* PROMPT
Repeat the records below exactly.

──────── EXERCISE MATERIAL

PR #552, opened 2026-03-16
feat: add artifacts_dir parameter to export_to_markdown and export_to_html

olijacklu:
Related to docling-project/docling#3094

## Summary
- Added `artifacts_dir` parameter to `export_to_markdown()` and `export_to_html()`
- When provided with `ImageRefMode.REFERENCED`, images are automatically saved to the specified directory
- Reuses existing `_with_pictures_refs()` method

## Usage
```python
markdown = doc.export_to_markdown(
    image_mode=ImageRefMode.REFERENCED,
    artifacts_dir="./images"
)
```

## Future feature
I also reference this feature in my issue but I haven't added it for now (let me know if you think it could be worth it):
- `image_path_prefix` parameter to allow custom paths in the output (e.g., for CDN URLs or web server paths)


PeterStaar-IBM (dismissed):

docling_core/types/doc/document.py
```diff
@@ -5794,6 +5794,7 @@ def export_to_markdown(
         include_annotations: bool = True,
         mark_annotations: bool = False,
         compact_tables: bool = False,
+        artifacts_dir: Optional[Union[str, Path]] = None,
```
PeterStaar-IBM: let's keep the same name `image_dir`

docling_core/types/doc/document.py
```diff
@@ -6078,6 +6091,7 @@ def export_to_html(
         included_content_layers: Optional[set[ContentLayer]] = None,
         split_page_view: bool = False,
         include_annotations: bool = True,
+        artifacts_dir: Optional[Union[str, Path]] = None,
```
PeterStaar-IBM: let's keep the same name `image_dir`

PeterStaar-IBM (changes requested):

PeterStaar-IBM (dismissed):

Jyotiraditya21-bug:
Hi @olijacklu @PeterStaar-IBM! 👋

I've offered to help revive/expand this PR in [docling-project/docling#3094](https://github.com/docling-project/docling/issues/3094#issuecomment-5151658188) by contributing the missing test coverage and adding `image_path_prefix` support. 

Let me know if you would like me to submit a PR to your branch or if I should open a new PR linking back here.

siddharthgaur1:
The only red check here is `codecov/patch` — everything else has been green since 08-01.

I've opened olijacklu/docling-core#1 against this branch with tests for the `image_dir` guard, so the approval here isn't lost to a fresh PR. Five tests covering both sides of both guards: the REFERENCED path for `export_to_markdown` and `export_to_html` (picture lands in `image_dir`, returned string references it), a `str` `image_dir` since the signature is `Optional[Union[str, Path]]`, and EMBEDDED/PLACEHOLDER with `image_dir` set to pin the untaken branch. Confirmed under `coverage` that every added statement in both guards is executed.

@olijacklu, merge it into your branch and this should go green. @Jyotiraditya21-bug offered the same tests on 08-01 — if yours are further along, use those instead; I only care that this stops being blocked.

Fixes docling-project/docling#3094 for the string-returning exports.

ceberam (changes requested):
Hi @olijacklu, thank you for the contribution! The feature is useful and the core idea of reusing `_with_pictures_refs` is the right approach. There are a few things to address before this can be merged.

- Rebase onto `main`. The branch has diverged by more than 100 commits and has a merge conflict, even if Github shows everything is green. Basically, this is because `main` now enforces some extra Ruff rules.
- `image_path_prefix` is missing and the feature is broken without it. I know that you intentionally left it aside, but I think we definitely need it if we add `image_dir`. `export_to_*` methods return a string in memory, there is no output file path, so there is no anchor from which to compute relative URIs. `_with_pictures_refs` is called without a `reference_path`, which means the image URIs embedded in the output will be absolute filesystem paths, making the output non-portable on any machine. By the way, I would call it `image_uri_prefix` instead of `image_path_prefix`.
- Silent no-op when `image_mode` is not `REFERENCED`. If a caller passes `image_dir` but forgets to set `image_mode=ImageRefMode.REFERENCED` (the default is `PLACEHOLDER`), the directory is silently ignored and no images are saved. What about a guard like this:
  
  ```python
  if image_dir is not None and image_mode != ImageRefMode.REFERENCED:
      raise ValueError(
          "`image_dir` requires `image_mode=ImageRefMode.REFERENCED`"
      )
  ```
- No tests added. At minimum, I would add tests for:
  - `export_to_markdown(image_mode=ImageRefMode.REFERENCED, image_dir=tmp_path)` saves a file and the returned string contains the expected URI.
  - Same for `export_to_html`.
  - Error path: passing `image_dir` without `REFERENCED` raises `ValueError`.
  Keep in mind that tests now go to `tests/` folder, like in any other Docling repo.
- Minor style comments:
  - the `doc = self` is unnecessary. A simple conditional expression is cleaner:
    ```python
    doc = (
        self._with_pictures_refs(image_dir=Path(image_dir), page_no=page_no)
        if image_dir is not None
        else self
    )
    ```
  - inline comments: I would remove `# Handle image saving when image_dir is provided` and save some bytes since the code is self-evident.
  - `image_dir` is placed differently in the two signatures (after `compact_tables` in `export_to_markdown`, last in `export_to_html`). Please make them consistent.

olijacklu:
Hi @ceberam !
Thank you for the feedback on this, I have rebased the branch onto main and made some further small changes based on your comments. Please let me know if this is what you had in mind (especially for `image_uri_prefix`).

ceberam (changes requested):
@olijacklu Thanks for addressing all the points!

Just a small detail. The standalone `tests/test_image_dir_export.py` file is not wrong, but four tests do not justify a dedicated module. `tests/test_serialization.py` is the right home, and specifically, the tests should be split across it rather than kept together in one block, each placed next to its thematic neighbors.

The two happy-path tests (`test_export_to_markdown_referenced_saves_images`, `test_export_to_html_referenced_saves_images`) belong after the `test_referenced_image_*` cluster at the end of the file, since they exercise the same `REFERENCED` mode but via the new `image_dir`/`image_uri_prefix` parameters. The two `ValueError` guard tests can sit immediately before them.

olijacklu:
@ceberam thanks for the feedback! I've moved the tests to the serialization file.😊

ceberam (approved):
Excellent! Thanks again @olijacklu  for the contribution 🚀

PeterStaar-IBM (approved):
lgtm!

────────────────

* ANSWER SECTION
PR #552, opened 2026-03-16
feat: add artifacts_dir parameter to export_to_markdown and export_to_html

olijacklu:
Related to docling-project/docling#3094

## Summary
- Added `artifacts_dir` parameter to `export_to_markdown()` and `export_to_html()`
- When provided with `ImageRefMode.REFERENCED`, images are automatically saved to the specified directory
- Reuses existing `_with_pictures_refs()` method

## Usage
```python
markdown = doc.export_to_markdown(
    image_mode=ImageRefMode.REFERENCED,
    artifacts_dir="./images"
)
```

## Future feature
I also reference this feature in my issue but I haven't added it for now (let me know if you think it could be worth it):
- `image_path_prefix` parameter to allow custom paths in the output (e.g., for CDN URLs or web server paths)


PeterStaar-IBM (dismissed):

docling_core/types/doc/document.py
```diff
@@ -5794,6 +5794,7 @@ def export_to_markdown(
         include_annotations: bool = True,
         mark_annotations: bool = False,
         compact_tables: bool = False,
+        artifacts_dir: Optional[Union[str, Path]] = None,
```
PeterStaar-IBM: let's keep the same name `image_dir`

docling_core/types/doc/document.py
```diff
@@ -6078,6 +6091,7 @@ def export_to_html(
         included_content_layers: Optional[set[ContentLayer]] = None,
         split_page_view: bool = False,
         include_annotations: bool = True,
+        artifacts_dir: Optional[Union[str, Path]] = None,
```
PeterStaar-IBM: let's keep the same name `image_dir`

PeterStaar-IBM (changes requested):

PeterStaar-IBM (dismissed):

Jyotiraditya21-bug:
Hi @olijacklu @PeterStaar-IBM! 👋

I've offered to help revive/expand this PR in [docling-project/docling#3094](https://github.com/docling-project/docling/issues/3094#issuecomment-5151658188) by contributing the missing test coverage and adding `image_path_prefix` support. 

Let me know if you would like me to submit a PR to your branch or if I should open a new PR linking back here.

siddharthgaur1:
The only red check here is `codecov/patch` — everything else has been green since 08-01.

I've opened olijacklu/docling-core#1 against this branch with tests for the `image_dir` guard, so the approval here isn't lost to a fresh PR. Five tests covering both sides of both guards: the REFERENCED path for `export_to_markdown` and `export_to_html` (picture lands in `image_dir`, returned string references it), a `str` `image_dir` since the signature is `Optional[Union[str, Path]]`, and EMBEDDED/PLACEHOLDER with `image_dir` set to pin the untaken branch. Confirmed under `coverage` that every added statement in both guards is executed.

@olijacklu, merge it into your branch and this should go green. @Jyotiraditya21-bug offered the same tests on 08-01 — if yours are further along, use those instead; I only care that this stops being blocked.

Fixes docling-project/docling#3094 for the string-returning exports.

ceberam (changes requested):
Hi @olijacklu, thank you for the contribution! The feature is useful and the core idea of reusing `_with_pictures_refs` is the right approach. There are a few things to address before this can be merged.

- Rebase onto `main`. The branch has diverged by more than 100 commits and has a merge conflict, even if Github shows everything is green. Basically, this is because `main` now enforces some extra Ruff rules.
- `image_path_prefix` is missing and the feature is broken without it. I know that you intentionally left it aside, but I think we definitely need it if we add `image_dir`. `export_to_*` methods return a string in memory, there is no output file path, so there is no anchor from which to compute relative URIs. `_with_pictures_refs` is called without a `reference_path`, which means the image URIs embedded in the output will be absolute filesystem paths, making the output non-portable on any machine. By the way, I would call it `image_uri_prefix` instead of `image_path_prefix`.
- Silent no-op when `image_mode` is not `REFERENCED`. If a caller passes `image_dir` but forgets to set `image_mode=ImageRefMode.REFERENCED` (the default is `PLACEHOLDER`), the directory is silently ignored and no images are saved. What about a guard like this:
  
  ```python
  if image_dir is not None and image_mode != ImageRefMode.REFERENCED:
      raise ValueError(
          "`image_dir` requires `image_mode=ImageRefMode.REFERENCED`"
      )
  ```
- No tests added. At minimum, I would add tests for:
  - `export_to_markdown(image_mode=ImageRefMode.REFERENCED, image_dir=tmp_path)` saves a file and the returned string contains the expected URI.
  - Same for `export_to_html`.
  - Error path: passing `image_dir` without `REFERENCED` raises `ValueError`.
  Keep in mind that tests now go to `tests/` folder, like in any other Docling repo.
- Minor style comments:
  - the `doc = self` is unnecessary. A simple conditional expression is cleaner:
    ```python
    doc = (
        self._with_pictures_refs(image_dir=Path(image_dir), page_no=page_no)
        if image_dir is not None
        else self
    )
    ```
  - inline comments: I would remove `# Handle image saving when image_dir is provided` and save some bytes since the code is self-evident.
  - `image_dir` is placed differently in the two signatures (after `compact_tables` in `export_to_markdown`, last in `export_to_html`). Please make them consistent.

olijacklu:
Hi @ceberam !
Thank you for the feedback on this, I have rebased the branch onto main and made some further small changes based on your comments. Please let me know if this is what you had in mind (especially for `image_uri_prefix`).

ceberam (changes requested):
@olijacklu Thanks for addressing all the points!

Just a small detail. The standalone `tests/test_image_dir_export.py` file is not wrong, but four tests do not justify a dedicated module. `tests/test_serialization.py` is the right home, and specifically, the tests should be split across it rather than kept together in one block, each placed next to its thematic neighbors.

The two happy-path tests (`test_export_to_markdown_referenced_saves_images`, `test_export_to_html_referenced_saves_images`) belong after the `test_referenced_image_*` cluster at the end of the file, since they exercise the same `REFERENCED` mode but via the new `image_dir`/`image_uri_prefix` parameters. The two `ValueError` guard tests can sit immediately before them.

olijacklu:
@ceberam thanks for the feedback! I've moved the tests to the serialization file.😊

ceberam (approved):
Excellent! Thanks again @olijacklu  for the contribution 🚀

PeterStaar-IBM (approved):
lgtm!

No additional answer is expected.